▸ **Problem to work on**
All of the records should be restated word for word.

▸ **Material for this task**
....

PR #679, opened 2023-10-16
show class number and names

jdroenner:


jdroenner:
[Pixel-Werte in der Color-Table anzeigen, wenn die Unit eine Classification ist](https://trello.com/c/1RnXTFBd/1397-pixel-werte-in-der-color-table-anzeigen-wenn-die-unit-eine-classification-ist)

projects/core/src/lib/layers/legend/legend-raster/raster-legend.component.html
```diff
@@ -41,6 +41,7 @@
                     <td class="classes">
                         <div class="icon" [style.background-color]="breakpoint | breakpointToCssStringPipe"></div>
                     </td>
+                    <td class="classes">{{ breakpoint.value }}</td>
```
michaelmattig, line 44: is the value or the class label more important to the user?
The value could e.g. be very large and then the label is very far apart from the color.
Maybe show the label first and then the value in parentheses?
If you like it better the way it is just keep it.

projects/core/src/lib/colors/color-attribute-input/color-attribute-input.component.html
```diff
@@ -8,6 +8,7 @@
             [ngModel]="input?.key"
             (ngModelChange)="updateKey($event)"
         />
+        <mat-hint *ngIf="hasColorHint()" align="start">{{ colorHint(input?.key) }}</mat-hint>
```
michaelmattig, line 11: what I don't really understand: The user can change the value of the breakpoint here right? Then the label/hint would no longer correspond to the class right? Isn't that a problem?

projects/core/src/lib/layers/measurement.ts
```diff
@@ -82,4 +83,9 @@ export class ClassificationMeasurement extends Measurement {
             classes: this.classes.toObject(),
         };
     }
+
+    colorHint(key: string): string | undefined {
```
michaelmattig, line 87: why do you call it color hint? It's not a color, so this may be confusing. Why not call it class label?

projects/core/src/lib/layers/legend/legend-raster/raster-legend.component.html
jdroenner: well i guess we should try it like this. if we see a classification with a number larger than 10k we can still change it ...

projects/core/src/lib/colors/color-attribute-input/color-attribute-input.component.html
jdroenner: i believe in the power of data binding here. The model changes and then the hint will also change. At least it did when i tried it.

projects/core/src/lib/layers/measurement.ts
jdroenner: because it is related to the color selection. So we might add a hint for min max values or something like that. It could be used for other colorizers then classifications.

michaelmattig (approved):

PR #680, opened 2023-10-17
add grays, enhance breakpoint logic

jdroenner:


jdroenner:
[Schwarz-Weiß Colorizer für Raster hinzufügen](https://trello.com/c/OIndNZDT/1439-schwarz-wei%C3%9F-colorizer-f%C3%BCr-raster-hinzuf%C3%BCgen)

projects/core/src/lib/colors/color-map-selector/mpl-colormaps.ts
```diff
@@ -11,12 +11,12 @@ import {RgbaTuple} from '../color';
 /**
  * The color map names.
  */
-export type MplColormapName = 'MAGMA' | 'INFERNO' | 'PLASMA' | 'VIRIDIS';
+export type MplColormapName = 'MAGMA' | 'INFERNO' | 'PLASMA' | 'VIRIDIS' | 'GRAYS';
```
michaelmattig, line 14: is "grays" the correct name in mpl? I only find "gray". Also they are all in lower case in mpl 🤔

projects/core/src/lib/colors/color-map-selector/color-map-selector.component.ts
```diff
@@ -211,17 +211,36 @@ export class ColorMapSelectorComponent implements OnInit, OnDestroy, OnChanges {
...
+                nextMapIndex = Math.max(0, colorMapIndex - 1);
+            }
+
+            if (colorMapPosRemainder < Number.EPSILON) {
+                breakpoints.push(new ColorBreakpoint(value, Color.fromRgbaLike(colorMap[colorMapIndex])));
+                continue;
             }
+
             const color = Color.fromRgbaLike(colorMap[colorMapIndex]);
+            const nextColor = Color.fromRgbaLike(colorMap[nextMapIndex]);
```
michaelmattig, line 234: maybe add a comment here that you interpolate between two steps?

why wasn't this done here before anyway?

also: does you method always work? It seems the values can go beyond 256?

maybe this would be something that could even be checked in a unit test.

projects/core/src/lib/colors/color-map-selector/color-map-selector.component.ts
```diff
@@ -211,17 +211,36 @@ export class ColorMapSelectorComponent implements OnInit, OnDestroy, OnChanges {
...
```
michaelmattig, line 235: putting this comment here randomly:

how can I try this out with the default datasets? I tried using it on land cover and ndvi but they are both palettes and if I change from palette to linear colorizer nothing, create the breakpoints and apply them, nothing happens.

projects/core/src/lib/colors/color-map-selector/mpl-colormaps.ts
jdroenner: i think it is "Grays" in the MPL source: https://github.com/matplotlib/matplotlib/blob/main/lib/matplotlib/_cm.py

projects/core/src/lib/colors/color-map-selector/color-map-selector.component.ts
jdroenner: well there was a problem when the colors are not truncated because the backend can't handle float rgba values.
The method schould always work since the frac is still the same as before just computed different. The "value" is the value of the pixel and this can be larger then 255.

jdroenner: [d31466b](https://github.com/geo-engine/geoengine-ui/pull/680/commits/d31466ba837ef2fb26d0b6740bdfbc7b47c3cf37)

projects/core/src/lib/colors/color-map-selector/color-map-selector.component.ts
jdroenner: there was this issue with the float rgba values. I fixed that: [d31466b](https://github.com/geo-engine/geoengine-ui/pull/680/commits/d31466ba837ef2fb26d0b6740bdfbc7b47c3cf37)

Also i fixed the switch between linear and log scale: [df92651](https://github.com/geo-engine/geoengine-ui/pull/680/commits/df926516b3d3cf98d814bbc58f984ea50d1d5e7d)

....

▸ **Problem solution**
PR #679, opened 2023-10-16
show class number and names

jdroenner:


jdroenner:
[Pixel-Werte in der Color-Table anzeigen, wenn die Unit eine Classification ist](https://trello.com/c/1RnXTFBd/1397-pixel-werte-in-der-color-table-anzeigen-wenn-die-unit-eine-classification-ist)

projects/core/src/lib/layers/legend/legend-raster/raster-legend.component.html
```diff
@@ -41,6 +41,7 @@
                     <td class="classes">
                         <div class="icon" [style.background-color]="breakpoint | breakpointToCssStringPipe"></div>
                     </td>
+                    <td class="classes">{{ breakpoint.value }}</td>
```
michaelmattig, line 44: is the value or the class label more important to the user?
The value could e.g. be very large and then the label is very far apart from the color.
Maybe show the label first and then the value in parentheses?
If you like it better the way it is just keep it.

projects/core/src/lib/colors/color-attribute-input/color-attribute-input.component.html
```diff
@@ -8,6 +8,7 @@
             [ngModel]="input?.key"
             (ngModelChange)="updateKey($event)"
         />
+        <mat-hint *ngIf="hasColorHint()" align="start">{{ colorHint(input?.key) }}</mat-hint>
```
michaelmattig, line 11: what I don't really understand: The user can change the value of the breakpoint here right? Then the label/hint would no longer correspond to the class right? Isn't that a problem?

projects/core/src/lib/layers/measurement.ts
```diff
@@ -82,4 +83,9 @@ export class ClassificationMeasurement extends Measurement {
             classes: this.classes.toObject(),
         };
     }
+
+    colorHint(key: string): string | undefined {
```
michaelmattig, line 87: why do you call it color hint? It's not a color, so this may be confusing. Why not call it class label?

projects/core/src/lib/layers/legend/legend-raster/raster-legend.component.html
jdroenner: well i guess we should try it like this. if we see a classification with a number larger than 10k we can still change it ...

projects/core/src/lib/colors/color-attribute-input/color-attribute-input.component.html
jdroenner: i believe in the power of data binding here. The model changes and then the hint will also change. At least it did when i tried it.

projects/core/src/lib/layers/measurement.ts
jdroenner: because it is related to the color selection. So we might add a hint for min max values or something like that. It could be used for other colorizers then classifications.

michaelmattig (approved):

PR #680, opened 2023-10-17
add grays, enhance breakpoint logic

jdroenner:


jdroenner:
[Schwarz-Weiß Colorizer für Raster hinzufügen](https://trello.com/c/OIndNZDT/1439-schwarz-wei%C3%9F-colorizer-f%C3%BCr-raster-hinzuf%C3%BCgen)

projects/core/src/lib/colors/color-map-selector/mpl-colormaps.ts
```diff
@@ -11,12 +11,12 @@ import {RgbaTuple} from '../color';
 /**
  * The color map names.
  */
-export type MplColormapName = 'MAGMA' | 'INFERNO' | 'PLASMA' | 'VIRIDIS';
+export type MplColormapName = 'MAGMA' | 'INFERNO' | 'PLASMA' | 'VIRIDIS' | 'GRAYS';
```
michaelmattig, line 14: is "grays" the correct name in mpl? I only find "gray". Also they are all in lower case in mpl 🤔

projects/core/src/lib/colors/color-map-selector/color-map-selector.component.ts
```diff
@@ -211,17 +211,36 @@ export class ColorMapSelectorComponent implements OnInit, OnDestroy, OnChanges {
...
+                nextMapIndex = Math.max(0, colorMapIndex - 1);
+            }
+
+            if (colorMapPosRemainder < Number.EPSILON) {
+                breakpoints.push(new ColorBreakpoint(value, Color.fromRgbaLike(colorMap[colorMapIndex])));
+                continue;
             }
+
             const color = Color.fromRgbaLike(colorMap[colorMapIndex]);
+            const nextColor = Color.fromRgbaLike(colorMap[nextMapIndex]);
```
michaelmattig, line 234: maybe add a comment here that you interpolate between two steps?

why wasn't this done here before anyway?

also: does you method always work? It seems the values can go beyond 256?

maybe this would be something that could even be checked in a unit test.

projects/core/src/lib/colors/color-map-selector/color-map-selector.component.ts
```diff
@@ -211,17 +211,36 @@ export class ColorMapSelectorComponent implements OnInit, OnDestroy, OnChanges {
...
```
michaelmattig, line 235: putting this comment here randomly:

how can I try this out with the default datasets? I tried using it on land cover and ndvi but they are both palettes and if I change from palette to linear colorizer nothing, create the breakpoints and apply them, nothing happens.

projects/core/src/lib/colors/color-map-selector/mpl-colormaps.ts
jdroenner: i think it is "Grays" in the MPL source: https://github.com/matplotlib/matplotlib/blob/main/lib/matplotlib/_cm.py

projects/core/src/lib/colors/color-map-selector/color-map-selector.component.ts
jdroenner: well there was a problem when the colors are not truncated because the backend can't handle float rgba values.
The method schould always work since the frac is still the same as before just computed different. The "value" is the value of the pixel and this can be larger then 255.

jdroenner: [d31466b](https://github.com/geo-engine/geoengine-ui/pull/680/commits/d31466ba837ef2fb26d0b6740bdfbc7b47c3cf37)

projects/core/src/lib/colors/color-map-selector/color-map-selector.component.ts
jdroenner: there was this issue with the float rgba values. I fixed that: [d31466b](https://github.com/geo-engine/geoengine-ui/pull/680/commits/d31466ba837ef2fb26d0b6740bdfbc7b47c3cf37)

Also i fixed the switch between linear and log scale: [df92651](https://github.com/geo-engine/geoengine-ui/pull/680/commits/df926516b3d3cf98d814bbc58f984ea50d1d5e7d)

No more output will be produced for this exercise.